◆ **MATERIAL FOR THIS TASK**
PR #105, opened 2022-04-15
Fix timeout_ns set value when None is passed to timeout param

### LINKED ISSUE #104: WaitSet::wait does not wait indefinitely when timeout is None
Hi.
I am new to ros2 with rust and tried to run minimal_publisher and minimal_subscriber.
However minimal_subscriber does not work in expect ( no output is displayed ).
After investigation, I found that there are some problems in `WaitSet::wait()`.

**Current Behavior**
Even if passing `None` to `WaitSet::wait`, it does not wait until some messages are passed and return immediately (i.e. non-blocking).

**Expected Behavior** 
Waiting (blocking) indefinitely until some messages are passed.

As described [here](https://docs.ros2.org/beta1/api/rcl/wait_8h.html#a732278988c802fe2c9d8ec24752f9dd9), `timeout_ns` should be minus if procedure wants to wait indefinitely, but current implementation make rcl_wait non-blocking function by passing zero.

Soya-Onishi:
Fix #104 

`rcl_wait` requires negative value if procedure wants to
block thread indefinitely until some messages are passed.
However, in current implementation, `timeout_ns` is set to zero,
even if `timeout` param is `None`, and this results in
making `rcl_wait` non-blocking function ( returns immediately ).

To make it correctly, I fixed to set `timeout_ns` to `-1` if `timeout` param is `None`.

### DIFF
--- a/rclrs/src/wait.rs
+++ b/rclrs/src/wait.rs
@@ -150,7 +150,7 @@ impl WaitSet {
     /// [1]: std::time::Duration::ZERO
     pub fn wait(&mut self, timeout: Option<Duration>) -> Result<ReadyEntities, RclReturnCode> {
         let timeout_ns = match timeout.map(|d| d.as_nanos()) {
-            None => 0,
+            None => -1,
             Some(ns) if ns <= i64::MAX as u128 => ns as i64,
             _ => {
                 return Err(RclReturnCode::InvalidArgument);


nnmm:
Very good catch, thanks!

nnmm (approved):

PR #107, opened 2022-04-15
Fix to collect ready subscription entities

### LINKED ISSUE #106: WaitSet::wait does not return ready subscription entities
Related to #104.
`WaitSet::wait()` does not collect entities that have messages, and this causes `minimal_subscriber` does not display any messages from `minimal_publisher` .

**Expected Behavior**
correct and return entities that have messages from publisher.

Related code is [here](https://github.com/ros2/rcl/blob/35a31b00a12f259d492bf53c0701003bd7f1745c/rcl/include/rcl/wait.h#L424)
Above code check *this is **not** null*. i.e. `wait_set_entry.is_null()` in `WaitSet::wait()` should attach not operator.

Soya-Onishi:
Fix #106

`minimal_subscriber` in `rclrs_examples` does not display anything.
This is because `ready_entities` in `WaitSet::wait()` collect
null `wait_set_entry` (i.e. not ready entries).

In actual, `ready_entries` should return array of "not" null `wait_set_entry`.
This fix makes so.

### DIFF
--- a/rclrs/src/wait.rs
+++ b/rclrs/src/wait.rs
@@ -170,7 +170,7 @@ impl WaitSet {
             // equivalent to
             // https://github.com/ros2/rcl/blob/35a31b00a12f259d492bf53c0701003bd7f1745c/rcl/include/rcl/wait.h#L419
             let wait_set_entry = unsafe { *self.handle.subscriptions.add(i) };
-            if wait_set_entry.is_null() {
+            if !wait_set_entry.is_null() {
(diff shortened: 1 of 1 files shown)


nnmm (approved):
Thank you very much for this fix! It's an oversight that slipped in in https://github.com/ros2-rust/ros2_rust/pull/99, and apparently I did not test sufficiently. We definitely need to add automatic tests for that.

◆ **YOUR INSTRUCTIONS**
Copy out only the lines above from the one with "After investigation, I" to the one with "returns immediately ).", inclusive, exactly as they stand.

◆ **EXERCISE SOLUTION**
After investigation, I found that there are some problems in `WaitSet::wait()`.

**Current Behavior**
Even if passing `None` to `WaitSet::wait`, it does not wait until some messages are passed and return immediately (i.e. non-blocking).

**Expected Behavior** 
Waiting (blocking) indefinitely until some messages are passed.

As described [here](https://docs.ros2.org/beta1/api/rcl/wait_8h.html#a732278988c802fe2c9d8ec24752f9dd9), `timeout_ns` should be minus if procedure wants to wait indefinitely, but current implementation make rcl_wait non-blocking function by passing zero.

Soya-Onishi:
Fix #104 

`rcl_wait` requires negative value if procedure wants to
block thread indefinitely until some messages are passed.
However, in current implementation, `timeout_ns` is set to zero,
even if `timeout` param is `None`, and this results in
making `rcl_wait` non-blocking function ( returns immediately ).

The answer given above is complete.